(Stored data)
╭──
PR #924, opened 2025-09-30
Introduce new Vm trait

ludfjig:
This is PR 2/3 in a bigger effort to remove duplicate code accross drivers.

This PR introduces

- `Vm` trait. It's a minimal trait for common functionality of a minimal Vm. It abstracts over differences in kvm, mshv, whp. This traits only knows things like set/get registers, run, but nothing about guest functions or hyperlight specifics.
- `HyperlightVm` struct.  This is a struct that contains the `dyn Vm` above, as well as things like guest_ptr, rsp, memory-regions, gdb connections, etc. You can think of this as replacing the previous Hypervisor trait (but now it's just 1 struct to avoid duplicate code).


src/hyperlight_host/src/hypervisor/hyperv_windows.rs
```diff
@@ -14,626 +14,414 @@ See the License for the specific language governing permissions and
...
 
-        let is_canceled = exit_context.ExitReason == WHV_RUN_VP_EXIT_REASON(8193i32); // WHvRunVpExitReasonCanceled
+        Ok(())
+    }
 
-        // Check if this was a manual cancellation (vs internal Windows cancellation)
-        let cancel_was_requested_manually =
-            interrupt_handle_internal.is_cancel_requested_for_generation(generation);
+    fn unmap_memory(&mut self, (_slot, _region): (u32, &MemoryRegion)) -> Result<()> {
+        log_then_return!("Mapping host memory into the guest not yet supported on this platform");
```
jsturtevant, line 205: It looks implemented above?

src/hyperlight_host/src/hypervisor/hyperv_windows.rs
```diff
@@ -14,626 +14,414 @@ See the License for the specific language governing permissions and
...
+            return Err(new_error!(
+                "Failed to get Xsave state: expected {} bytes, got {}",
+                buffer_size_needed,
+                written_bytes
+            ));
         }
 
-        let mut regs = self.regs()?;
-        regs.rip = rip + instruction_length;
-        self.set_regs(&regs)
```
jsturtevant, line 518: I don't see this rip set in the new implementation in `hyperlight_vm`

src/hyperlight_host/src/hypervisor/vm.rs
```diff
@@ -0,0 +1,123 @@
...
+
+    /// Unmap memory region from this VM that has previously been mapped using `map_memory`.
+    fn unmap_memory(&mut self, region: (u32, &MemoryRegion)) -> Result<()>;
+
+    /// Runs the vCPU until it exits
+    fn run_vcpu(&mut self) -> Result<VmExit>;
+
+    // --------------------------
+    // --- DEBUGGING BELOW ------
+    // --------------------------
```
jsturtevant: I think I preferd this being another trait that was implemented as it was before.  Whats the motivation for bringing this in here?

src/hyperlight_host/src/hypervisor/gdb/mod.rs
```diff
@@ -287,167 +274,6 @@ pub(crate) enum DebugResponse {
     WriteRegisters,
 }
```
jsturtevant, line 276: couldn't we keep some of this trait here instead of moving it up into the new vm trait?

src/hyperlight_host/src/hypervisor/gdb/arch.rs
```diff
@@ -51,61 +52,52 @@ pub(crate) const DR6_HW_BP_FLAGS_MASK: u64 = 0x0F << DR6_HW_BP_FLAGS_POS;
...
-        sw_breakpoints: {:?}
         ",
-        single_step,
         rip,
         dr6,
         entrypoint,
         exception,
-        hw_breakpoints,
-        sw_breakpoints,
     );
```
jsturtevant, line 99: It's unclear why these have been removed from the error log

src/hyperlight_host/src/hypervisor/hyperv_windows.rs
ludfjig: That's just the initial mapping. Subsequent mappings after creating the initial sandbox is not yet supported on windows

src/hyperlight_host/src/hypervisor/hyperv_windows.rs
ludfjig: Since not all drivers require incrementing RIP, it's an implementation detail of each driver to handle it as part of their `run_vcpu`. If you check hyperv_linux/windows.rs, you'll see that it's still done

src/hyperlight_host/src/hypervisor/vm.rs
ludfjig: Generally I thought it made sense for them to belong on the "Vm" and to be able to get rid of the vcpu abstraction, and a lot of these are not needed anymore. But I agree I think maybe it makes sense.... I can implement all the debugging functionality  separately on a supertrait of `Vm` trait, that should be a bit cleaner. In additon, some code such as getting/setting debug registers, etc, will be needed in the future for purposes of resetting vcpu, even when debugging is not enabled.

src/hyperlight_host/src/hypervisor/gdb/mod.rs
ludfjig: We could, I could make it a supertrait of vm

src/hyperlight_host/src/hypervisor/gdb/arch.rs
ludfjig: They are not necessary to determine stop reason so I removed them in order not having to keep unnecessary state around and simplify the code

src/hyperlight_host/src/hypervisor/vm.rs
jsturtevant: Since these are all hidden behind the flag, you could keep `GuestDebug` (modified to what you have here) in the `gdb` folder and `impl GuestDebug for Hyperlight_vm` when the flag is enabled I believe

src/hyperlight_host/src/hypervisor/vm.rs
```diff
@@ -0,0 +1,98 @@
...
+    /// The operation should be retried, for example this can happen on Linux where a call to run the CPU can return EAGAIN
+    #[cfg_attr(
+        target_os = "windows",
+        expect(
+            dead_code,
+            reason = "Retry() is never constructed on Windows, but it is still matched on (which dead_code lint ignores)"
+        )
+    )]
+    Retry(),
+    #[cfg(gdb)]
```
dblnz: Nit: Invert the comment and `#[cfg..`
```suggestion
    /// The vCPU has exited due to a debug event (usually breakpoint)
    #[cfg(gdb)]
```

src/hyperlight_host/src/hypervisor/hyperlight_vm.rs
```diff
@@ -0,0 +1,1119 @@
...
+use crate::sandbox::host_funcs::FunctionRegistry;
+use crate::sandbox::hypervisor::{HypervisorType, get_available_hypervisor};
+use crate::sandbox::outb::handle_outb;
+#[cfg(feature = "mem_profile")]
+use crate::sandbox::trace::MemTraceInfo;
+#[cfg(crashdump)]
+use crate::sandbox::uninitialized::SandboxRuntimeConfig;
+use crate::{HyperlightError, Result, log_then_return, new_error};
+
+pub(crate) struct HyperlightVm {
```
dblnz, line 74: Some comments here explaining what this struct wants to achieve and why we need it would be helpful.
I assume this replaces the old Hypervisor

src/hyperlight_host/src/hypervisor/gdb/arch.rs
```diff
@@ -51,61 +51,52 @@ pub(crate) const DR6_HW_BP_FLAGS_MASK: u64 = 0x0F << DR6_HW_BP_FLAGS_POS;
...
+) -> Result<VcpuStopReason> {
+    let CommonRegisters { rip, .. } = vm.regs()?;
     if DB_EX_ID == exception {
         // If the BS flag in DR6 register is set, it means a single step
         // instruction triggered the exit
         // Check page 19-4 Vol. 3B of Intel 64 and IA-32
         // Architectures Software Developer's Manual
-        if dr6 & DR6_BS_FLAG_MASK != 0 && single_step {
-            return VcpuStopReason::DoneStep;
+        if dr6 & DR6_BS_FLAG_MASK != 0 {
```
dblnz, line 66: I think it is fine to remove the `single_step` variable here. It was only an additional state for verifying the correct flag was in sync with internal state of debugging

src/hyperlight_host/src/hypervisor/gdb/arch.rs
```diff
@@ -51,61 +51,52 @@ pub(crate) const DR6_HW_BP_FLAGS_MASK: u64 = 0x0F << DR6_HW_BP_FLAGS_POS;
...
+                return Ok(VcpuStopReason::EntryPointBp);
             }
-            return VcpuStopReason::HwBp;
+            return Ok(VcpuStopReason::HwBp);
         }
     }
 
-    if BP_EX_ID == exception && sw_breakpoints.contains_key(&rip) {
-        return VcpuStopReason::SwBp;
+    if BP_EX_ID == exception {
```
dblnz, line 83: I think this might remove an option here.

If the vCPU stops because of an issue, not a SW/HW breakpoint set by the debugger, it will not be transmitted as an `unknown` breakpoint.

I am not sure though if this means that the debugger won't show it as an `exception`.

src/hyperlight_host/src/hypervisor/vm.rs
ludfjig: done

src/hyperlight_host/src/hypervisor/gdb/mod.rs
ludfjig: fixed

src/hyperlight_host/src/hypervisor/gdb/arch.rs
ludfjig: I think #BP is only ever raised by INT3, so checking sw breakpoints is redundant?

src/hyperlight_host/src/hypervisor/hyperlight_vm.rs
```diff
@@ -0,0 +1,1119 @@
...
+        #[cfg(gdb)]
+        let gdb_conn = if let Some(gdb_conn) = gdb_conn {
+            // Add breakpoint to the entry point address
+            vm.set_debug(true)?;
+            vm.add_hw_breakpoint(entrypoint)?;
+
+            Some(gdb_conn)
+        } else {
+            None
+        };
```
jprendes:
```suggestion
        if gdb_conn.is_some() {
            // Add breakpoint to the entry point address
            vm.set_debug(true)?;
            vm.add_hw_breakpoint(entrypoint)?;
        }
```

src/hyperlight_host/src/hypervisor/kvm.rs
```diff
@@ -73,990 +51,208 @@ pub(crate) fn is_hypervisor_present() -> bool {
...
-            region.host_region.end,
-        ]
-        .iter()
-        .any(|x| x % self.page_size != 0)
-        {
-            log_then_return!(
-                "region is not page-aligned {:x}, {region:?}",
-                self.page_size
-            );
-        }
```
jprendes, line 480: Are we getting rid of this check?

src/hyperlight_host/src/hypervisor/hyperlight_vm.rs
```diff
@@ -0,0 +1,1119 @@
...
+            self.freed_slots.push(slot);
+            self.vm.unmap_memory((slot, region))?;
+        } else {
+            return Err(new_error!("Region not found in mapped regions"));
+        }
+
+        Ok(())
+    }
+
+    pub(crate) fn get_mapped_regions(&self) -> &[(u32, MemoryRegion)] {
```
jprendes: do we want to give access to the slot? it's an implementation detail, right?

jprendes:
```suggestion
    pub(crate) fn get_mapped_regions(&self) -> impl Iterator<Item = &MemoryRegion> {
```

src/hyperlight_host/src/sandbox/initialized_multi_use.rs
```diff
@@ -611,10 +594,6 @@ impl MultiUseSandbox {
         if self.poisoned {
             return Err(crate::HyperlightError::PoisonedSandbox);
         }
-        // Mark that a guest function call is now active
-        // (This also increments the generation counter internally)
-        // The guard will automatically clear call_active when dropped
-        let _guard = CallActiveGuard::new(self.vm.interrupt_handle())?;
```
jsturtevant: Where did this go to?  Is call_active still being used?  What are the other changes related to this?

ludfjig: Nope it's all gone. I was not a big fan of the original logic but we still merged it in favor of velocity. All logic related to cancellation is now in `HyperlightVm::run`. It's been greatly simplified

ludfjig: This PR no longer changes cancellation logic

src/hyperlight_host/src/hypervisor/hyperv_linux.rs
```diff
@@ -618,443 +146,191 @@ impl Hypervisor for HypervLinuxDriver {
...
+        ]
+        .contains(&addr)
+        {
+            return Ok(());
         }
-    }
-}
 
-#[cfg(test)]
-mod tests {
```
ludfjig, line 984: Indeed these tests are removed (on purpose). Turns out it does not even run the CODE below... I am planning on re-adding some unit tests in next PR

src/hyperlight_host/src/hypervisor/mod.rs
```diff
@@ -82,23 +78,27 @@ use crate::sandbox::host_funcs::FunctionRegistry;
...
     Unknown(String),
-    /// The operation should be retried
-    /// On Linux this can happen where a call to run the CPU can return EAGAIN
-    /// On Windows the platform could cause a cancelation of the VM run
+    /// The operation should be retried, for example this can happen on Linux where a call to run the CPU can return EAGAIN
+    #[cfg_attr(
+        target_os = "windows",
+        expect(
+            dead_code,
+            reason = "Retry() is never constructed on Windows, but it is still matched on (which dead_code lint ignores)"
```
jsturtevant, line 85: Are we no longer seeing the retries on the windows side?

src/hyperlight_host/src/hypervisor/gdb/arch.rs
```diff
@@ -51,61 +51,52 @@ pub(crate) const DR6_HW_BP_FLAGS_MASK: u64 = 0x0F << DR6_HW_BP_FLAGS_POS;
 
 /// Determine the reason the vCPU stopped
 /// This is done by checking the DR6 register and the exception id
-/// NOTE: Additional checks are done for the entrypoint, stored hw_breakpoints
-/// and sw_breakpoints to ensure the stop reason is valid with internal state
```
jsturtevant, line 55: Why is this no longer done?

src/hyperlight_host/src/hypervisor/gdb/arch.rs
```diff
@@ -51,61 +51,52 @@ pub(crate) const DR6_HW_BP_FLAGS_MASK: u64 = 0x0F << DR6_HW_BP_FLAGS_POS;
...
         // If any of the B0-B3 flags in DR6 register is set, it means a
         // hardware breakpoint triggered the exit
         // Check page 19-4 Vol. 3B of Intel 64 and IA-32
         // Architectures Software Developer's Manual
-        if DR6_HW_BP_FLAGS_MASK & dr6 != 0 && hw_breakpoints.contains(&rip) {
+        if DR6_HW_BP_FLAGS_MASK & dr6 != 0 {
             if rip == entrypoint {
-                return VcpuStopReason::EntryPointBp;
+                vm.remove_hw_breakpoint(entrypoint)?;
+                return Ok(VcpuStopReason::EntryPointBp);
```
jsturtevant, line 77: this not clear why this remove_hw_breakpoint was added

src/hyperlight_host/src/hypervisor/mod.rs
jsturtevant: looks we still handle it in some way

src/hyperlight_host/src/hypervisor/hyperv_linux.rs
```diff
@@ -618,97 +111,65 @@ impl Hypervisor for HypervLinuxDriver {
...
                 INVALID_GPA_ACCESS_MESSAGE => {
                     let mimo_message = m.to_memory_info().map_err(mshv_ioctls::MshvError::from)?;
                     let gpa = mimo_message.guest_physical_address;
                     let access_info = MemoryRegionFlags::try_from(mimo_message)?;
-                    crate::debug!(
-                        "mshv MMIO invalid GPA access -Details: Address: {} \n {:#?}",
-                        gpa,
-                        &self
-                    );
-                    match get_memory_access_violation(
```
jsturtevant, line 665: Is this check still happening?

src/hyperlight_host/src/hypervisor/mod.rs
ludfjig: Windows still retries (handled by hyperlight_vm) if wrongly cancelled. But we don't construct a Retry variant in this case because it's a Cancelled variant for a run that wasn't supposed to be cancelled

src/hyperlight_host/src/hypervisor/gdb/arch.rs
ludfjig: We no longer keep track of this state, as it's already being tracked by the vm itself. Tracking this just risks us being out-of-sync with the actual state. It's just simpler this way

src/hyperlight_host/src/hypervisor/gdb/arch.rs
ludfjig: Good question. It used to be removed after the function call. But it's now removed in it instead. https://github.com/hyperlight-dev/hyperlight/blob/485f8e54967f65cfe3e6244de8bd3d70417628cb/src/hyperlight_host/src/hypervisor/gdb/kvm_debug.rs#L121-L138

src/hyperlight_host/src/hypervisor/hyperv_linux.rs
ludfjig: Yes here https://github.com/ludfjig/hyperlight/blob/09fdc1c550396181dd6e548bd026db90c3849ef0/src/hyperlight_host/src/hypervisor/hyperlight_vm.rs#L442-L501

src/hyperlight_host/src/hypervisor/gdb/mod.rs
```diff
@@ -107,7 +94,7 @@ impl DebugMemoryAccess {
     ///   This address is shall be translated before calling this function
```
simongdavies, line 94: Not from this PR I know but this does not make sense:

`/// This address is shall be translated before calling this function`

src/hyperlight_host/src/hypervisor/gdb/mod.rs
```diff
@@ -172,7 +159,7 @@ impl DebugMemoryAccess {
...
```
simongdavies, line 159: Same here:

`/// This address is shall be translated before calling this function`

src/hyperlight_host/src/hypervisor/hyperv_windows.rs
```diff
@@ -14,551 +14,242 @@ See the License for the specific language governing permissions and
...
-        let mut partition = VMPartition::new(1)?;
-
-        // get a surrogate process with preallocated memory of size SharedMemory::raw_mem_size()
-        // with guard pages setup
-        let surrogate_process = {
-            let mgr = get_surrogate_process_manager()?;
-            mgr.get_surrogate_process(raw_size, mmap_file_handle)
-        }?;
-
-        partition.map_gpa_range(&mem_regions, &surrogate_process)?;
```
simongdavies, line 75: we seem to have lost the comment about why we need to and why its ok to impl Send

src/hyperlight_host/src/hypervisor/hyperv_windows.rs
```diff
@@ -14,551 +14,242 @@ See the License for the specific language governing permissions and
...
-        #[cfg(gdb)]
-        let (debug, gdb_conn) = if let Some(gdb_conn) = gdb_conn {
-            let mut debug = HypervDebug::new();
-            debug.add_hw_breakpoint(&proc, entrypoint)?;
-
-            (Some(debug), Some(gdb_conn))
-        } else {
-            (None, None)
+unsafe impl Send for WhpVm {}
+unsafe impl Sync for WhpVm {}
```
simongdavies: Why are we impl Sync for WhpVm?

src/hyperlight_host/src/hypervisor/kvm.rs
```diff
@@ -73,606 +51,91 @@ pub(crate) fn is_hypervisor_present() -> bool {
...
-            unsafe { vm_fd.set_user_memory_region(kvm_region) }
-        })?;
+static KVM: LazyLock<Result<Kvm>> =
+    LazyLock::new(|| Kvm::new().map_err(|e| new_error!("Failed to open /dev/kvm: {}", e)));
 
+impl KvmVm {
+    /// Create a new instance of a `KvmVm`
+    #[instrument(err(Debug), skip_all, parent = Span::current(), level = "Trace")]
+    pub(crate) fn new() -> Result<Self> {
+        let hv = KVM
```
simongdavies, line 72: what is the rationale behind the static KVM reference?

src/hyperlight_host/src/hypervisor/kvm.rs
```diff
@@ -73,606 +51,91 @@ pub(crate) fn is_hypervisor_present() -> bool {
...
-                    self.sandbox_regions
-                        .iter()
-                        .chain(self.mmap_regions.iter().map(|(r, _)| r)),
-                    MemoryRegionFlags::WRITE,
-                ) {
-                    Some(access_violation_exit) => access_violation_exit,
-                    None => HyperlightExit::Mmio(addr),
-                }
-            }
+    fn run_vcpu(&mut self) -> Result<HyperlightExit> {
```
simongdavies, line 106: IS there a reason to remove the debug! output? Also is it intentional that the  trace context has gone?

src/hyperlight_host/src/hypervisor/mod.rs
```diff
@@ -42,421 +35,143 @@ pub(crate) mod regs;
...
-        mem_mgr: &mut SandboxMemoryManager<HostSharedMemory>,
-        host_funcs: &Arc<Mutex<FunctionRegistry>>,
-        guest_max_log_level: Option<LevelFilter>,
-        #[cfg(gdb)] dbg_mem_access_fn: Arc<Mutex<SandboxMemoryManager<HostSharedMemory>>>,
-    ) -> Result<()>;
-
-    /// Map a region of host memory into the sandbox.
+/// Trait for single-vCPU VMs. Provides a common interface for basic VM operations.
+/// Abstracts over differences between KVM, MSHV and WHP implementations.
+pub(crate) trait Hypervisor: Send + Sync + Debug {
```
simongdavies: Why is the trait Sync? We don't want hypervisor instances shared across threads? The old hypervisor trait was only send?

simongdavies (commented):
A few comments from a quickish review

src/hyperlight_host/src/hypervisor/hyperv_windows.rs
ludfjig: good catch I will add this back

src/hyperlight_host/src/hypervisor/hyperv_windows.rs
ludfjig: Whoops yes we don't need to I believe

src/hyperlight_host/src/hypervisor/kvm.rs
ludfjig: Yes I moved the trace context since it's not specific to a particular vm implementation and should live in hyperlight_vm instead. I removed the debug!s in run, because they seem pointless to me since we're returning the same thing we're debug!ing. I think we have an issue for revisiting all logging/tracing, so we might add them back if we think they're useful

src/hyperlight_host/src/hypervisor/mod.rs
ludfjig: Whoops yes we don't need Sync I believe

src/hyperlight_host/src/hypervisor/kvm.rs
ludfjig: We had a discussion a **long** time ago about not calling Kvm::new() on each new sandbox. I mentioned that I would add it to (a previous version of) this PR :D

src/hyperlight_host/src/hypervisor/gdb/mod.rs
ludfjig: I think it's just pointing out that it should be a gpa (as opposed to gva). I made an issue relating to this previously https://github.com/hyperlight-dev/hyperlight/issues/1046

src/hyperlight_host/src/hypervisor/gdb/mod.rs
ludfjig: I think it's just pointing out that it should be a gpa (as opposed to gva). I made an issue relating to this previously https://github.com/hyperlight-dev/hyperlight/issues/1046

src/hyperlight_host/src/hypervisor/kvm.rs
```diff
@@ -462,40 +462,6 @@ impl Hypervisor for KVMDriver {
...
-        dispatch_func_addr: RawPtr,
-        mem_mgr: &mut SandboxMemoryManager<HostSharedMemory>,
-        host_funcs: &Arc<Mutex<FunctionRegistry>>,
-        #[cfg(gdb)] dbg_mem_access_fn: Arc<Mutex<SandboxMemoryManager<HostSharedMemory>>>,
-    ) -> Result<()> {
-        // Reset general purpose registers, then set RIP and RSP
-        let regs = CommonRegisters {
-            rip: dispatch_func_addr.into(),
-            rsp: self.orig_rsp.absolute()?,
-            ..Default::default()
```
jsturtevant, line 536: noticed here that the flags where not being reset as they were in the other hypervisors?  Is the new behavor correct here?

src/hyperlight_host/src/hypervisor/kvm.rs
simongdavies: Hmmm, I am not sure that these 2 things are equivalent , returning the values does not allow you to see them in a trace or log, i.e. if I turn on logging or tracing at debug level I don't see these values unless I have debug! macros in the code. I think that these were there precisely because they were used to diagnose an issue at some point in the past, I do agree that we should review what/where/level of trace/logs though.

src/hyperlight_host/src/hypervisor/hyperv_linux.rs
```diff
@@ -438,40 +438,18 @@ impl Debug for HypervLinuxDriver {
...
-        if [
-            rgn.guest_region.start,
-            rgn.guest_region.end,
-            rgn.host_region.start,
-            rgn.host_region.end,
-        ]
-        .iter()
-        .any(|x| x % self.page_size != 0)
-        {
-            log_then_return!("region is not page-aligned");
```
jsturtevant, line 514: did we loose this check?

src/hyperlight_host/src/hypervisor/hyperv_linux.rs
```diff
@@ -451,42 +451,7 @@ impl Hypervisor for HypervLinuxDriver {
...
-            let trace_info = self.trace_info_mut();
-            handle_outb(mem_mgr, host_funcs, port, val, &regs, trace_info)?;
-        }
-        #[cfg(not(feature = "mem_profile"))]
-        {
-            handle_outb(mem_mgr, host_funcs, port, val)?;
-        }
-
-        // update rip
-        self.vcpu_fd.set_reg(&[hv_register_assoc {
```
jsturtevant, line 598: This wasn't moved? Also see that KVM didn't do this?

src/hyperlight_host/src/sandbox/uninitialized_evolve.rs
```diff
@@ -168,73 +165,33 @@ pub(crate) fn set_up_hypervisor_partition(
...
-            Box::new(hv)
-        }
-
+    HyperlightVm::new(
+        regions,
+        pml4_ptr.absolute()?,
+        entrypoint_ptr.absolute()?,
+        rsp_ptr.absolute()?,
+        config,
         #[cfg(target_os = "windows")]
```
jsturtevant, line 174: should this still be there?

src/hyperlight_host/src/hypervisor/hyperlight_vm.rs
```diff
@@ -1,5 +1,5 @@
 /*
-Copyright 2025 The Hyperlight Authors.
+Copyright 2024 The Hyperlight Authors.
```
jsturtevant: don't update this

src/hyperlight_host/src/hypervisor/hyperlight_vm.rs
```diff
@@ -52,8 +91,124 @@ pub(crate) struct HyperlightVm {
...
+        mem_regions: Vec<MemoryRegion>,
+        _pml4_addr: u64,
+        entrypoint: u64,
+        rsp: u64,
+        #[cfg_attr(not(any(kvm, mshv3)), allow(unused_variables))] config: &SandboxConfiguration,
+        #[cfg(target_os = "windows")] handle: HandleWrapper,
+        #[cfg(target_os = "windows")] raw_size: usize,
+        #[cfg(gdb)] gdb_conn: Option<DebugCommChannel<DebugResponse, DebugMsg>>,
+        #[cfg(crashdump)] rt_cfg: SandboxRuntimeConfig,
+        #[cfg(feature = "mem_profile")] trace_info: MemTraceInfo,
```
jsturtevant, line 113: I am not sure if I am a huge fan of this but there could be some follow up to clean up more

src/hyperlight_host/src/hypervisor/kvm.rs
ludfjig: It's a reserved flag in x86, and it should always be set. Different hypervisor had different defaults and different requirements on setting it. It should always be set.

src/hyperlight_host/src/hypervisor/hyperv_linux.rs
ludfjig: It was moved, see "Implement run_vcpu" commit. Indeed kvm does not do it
╰──
§ ASSIGNMENT
Scan the lines above for the word "HwBp", then copy each line that has it.

§ SOLUTION TO THIS TASK
-            return VcpuStopReason::HwBp;
+            return Ok(VcpuStopReason::HwBp);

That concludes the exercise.